Mars Orbiter image of stone once carved by water. Credit: NASA

For a while, scientists have known that Mars once was a much warmer and warmer environment than it is today. But between 4.2 and 3.7 billion years ago, its atmosphere was slowly removed, which turned the surface into the cold and dehydrated place we know today. Even after several missions have confirmed the existence of old seaside beds and rivers, there are still unanswered questions about how much water Mars once had.

One of the most important unanswered questions is whether large seas or oceans have ever existed in the northern lowlands. According to a new study by an international team of researchers, Hypanis Vallée's old river system is actually the remains of a river delta. The presence of this geological property is an indication that this river system once emptied into an old Marian sea on Mars northern hemisphere.

For their study entitled "The Hypanis Valles Delta: The Last Highest Part of an Early March Sea", recently featured in the journal Earth and Planetary Science Letters the International Team consulted data from Mars Reconnaissance Orbiter (MRO) and Mars Odyssey probe 2001

to investigate morphology, sedimentary architecture and landfill of Hypanis Valles region.

This delta is what separates the southern highlands from the northern lowlands, where an old sea is once thought to have existed – a theory that has remained unjustified. Based on data from MRO's High Resolution Imaging Science Experiment (HiRISE) and 2001 Odyssey's Thermal EMISSION Imaging System (THEMIS), the team found compelling evidence that a large water source once covered the northern third of Mars.

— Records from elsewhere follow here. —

Issue #12826, opened 2023-10-14
Tracking Issue for remove-implicit-feature RFC 3491


ehuss:
### Summary

RFC: [#3491](https://github.com/rust-lang/rfcs/pull/3491)
Implementation: TODO
Documentation: TODO

Removes the implicit feature created for optional dependencies, requiring them to be explicitly stated in the `[features]` table with `dep:foo` syntax. This will be a hard error in the 2024 edition, and a warning in prior editions.

### About tracking issues

Tracking issues are used to record the overall progress of implementation.
They are also used as hubs connecting to other relevant issues, e.g., bugs or open design questions.
A tracking issue is however *not* meant for large scale discussion, questions, or bug reports about a feature.
Instead, open a dedicated issue for the specific matter and add the relevant feature gate label.

ehuss:
@epage Do you want to take on implementation of this, or know someone who will? Or, if not, do you want to write mentoring instructions? I can probably do that if you don't.

epage:
@Muscraft is taking this on atm as his test case for #12235.  We should pick a time to re-evaluate and, if that isn't ready in time, we pivot and hard code all of this where it is needed.

epage:
@Muscraft and I have been talking about how to implement this.

Instead of erroring in the 2024 Edition that an implicit feature was created, we are looking at treating it as an "unused optional dependency" warning.  However, to truly be unused, no implicit feature should be created.

So how do we avoid that implicit feature?

### Option 1: We strip unused optional dependencies before generating a `Summary` / before publish

This will "just work".  All past and future versions of Cargo will not be able to access an implicit feature.

This would be an impediment to running other lints on unused optional dependencies because we'd be throwing out the information we'd use for linting.

This means that unused optional dependencies would not affect dependency resolution and not be included in `Cargo.lock`, like `workspace.dependencies` and unlike unused transitive dependencies from weak features (#10801).

### Option 2: We include the `edition` in the summary

We then use `edition` to decide whether optional dependencies should have implicit features created.

Maybe other future work could benefit from this?

This would be quite a bit of work, requiring crates.io changes and communicating out changes required for third-party registries to support Edition 2024.  But we only have 2 weeks left and coordinating across teams within that time span might be difficult.

### Option 3: We punt and have this warning be an error

Nuff said

### Option 4: When generating the Summary / published `Cargo.toml`, we create `foo = ["dep:foo"]` features for pre-2024 Edition

[...]

Issue #3491, opened 2017-01-04
workspaces: All building all members of the workspace


sdroege:
Something like "cargo build" in the root of the workspace would seem useful, which would then build all members of the workspace. Similar to how "cargo clean" currently cleans the workspace.

steveklabnik:
This should be `--all`.

alexcrichton:
Yeah we've got `cargo test --all` now on Nightly so it should be easy enough to add `cargo build --all`!

sdroege:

<en rel = "lightbox" href = "https://3c1703fe8d.site.internapcdn.net/newman/gfx/news/2018/1-wasthishuger.jpg" title = "A picture from the study showing Hypanis Valles sediment fan. Credit: Peter Fawdon et al. / Science Direct / Earth and Planetary Science Letters ">
 Was this huge river delta on Mars the place where its oceans finally disappeared?
A picture from the study showing Hypanis Valles sediment fan. Credit: Peter Fawdon et al. / Science Direct / Earth and Planetary Science Letters

As Joel Davis – a postdoctoral researcher in the planetary surface of the Museum of Natural History and a co-author of the paper – is explained in a recently published NHM press release:

"A marine sea means that Mars probably had a very terrestrial water cycle, with rivers , lakes and now oceans, all of which probably are intercepted as part of a planet-wide system. We think this terrestrial hydrological cycle was active 3.7 billion years ago and began to close down sometime after. Our study is not a definitive evidence for a sea, but these geological characteristics are very difficult to explain without one. "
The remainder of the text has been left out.